+++ Data section +++
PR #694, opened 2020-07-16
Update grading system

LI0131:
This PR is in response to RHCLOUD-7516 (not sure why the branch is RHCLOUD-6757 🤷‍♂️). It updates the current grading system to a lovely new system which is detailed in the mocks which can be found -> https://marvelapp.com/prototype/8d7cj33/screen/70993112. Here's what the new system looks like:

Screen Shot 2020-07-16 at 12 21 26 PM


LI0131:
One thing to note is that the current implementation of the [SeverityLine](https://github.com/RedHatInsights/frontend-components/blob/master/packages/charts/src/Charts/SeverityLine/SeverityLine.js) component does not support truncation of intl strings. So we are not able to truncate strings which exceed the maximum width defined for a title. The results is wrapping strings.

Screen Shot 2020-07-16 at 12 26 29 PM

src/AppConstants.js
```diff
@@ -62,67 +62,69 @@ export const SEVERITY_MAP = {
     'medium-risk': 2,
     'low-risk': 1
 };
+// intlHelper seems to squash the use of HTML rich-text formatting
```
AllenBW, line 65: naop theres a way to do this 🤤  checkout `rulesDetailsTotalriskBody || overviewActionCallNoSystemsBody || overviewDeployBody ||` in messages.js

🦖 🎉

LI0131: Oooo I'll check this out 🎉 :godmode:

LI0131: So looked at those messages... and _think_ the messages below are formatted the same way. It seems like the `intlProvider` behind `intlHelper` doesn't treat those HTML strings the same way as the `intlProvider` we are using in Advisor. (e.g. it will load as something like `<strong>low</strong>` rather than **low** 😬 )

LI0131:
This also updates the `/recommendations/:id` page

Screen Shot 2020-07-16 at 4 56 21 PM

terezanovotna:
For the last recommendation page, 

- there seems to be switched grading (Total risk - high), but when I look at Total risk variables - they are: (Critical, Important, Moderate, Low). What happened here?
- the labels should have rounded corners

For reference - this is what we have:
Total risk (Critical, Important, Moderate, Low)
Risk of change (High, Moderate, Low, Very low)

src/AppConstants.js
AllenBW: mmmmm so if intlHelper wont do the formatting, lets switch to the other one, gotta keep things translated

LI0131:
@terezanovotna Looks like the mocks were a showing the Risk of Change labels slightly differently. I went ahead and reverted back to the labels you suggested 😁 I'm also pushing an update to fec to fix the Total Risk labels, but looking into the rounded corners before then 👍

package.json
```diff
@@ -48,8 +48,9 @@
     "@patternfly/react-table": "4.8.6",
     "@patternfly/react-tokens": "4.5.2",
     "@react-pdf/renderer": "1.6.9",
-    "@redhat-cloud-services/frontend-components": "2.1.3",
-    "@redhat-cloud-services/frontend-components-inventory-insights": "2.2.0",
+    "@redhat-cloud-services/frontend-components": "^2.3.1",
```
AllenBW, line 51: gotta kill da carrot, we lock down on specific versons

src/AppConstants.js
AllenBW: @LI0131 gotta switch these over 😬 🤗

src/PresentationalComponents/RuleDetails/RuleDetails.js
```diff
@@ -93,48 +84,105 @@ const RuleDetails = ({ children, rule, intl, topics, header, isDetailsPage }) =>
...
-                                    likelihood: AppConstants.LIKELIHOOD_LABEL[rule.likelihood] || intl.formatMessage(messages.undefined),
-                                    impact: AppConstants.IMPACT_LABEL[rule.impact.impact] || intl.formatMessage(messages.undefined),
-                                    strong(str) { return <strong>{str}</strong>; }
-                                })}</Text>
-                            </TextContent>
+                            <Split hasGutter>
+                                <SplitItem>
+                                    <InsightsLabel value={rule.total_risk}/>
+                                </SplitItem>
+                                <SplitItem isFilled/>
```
+++
+++ Data section +++
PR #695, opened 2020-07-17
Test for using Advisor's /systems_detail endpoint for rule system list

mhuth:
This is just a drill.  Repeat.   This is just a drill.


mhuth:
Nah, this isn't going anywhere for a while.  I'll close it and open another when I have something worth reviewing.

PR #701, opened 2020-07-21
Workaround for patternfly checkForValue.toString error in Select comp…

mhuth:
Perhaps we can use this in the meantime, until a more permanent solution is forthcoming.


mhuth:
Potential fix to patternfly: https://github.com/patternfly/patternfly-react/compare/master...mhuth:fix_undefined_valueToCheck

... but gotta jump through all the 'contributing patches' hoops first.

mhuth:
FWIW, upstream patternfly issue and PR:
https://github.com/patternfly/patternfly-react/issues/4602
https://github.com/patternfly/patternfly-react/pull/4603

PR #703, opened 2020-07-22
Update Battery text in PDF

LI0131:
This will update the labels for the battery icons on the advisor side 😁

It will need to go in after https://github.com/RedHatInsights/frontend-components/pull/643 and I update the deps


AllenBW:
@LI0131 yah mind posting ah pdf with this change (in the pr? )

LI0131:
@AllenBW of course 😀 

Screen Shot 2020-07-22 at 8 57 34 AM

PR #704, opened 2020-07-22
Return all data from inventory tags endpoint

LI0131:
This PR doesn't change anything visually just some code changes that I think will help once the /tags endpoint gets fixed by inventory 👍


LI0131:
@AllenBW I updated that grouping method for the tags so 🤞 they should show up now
+++
> Exercise requirements
The word "grading" appears in some lines of the data. Copy every one of those lines.

> Result for this task
Update grading system
This PR is in response to RHCLOUD-7516 (not sure why the branch is RHCLOUD-6757 🤷‍♂️). It updates the current grading system to a lovely new system which is detailed in the mocks which can be found -> https://marvelapp.com/prototype/8d7cj33/screen/70993112. Here's what the new system looks like:
- there seems to be switched grading (Total risk - high), but when I look at Total risk variables - they are: (Critical, Important, Moderate, Low). What happened here?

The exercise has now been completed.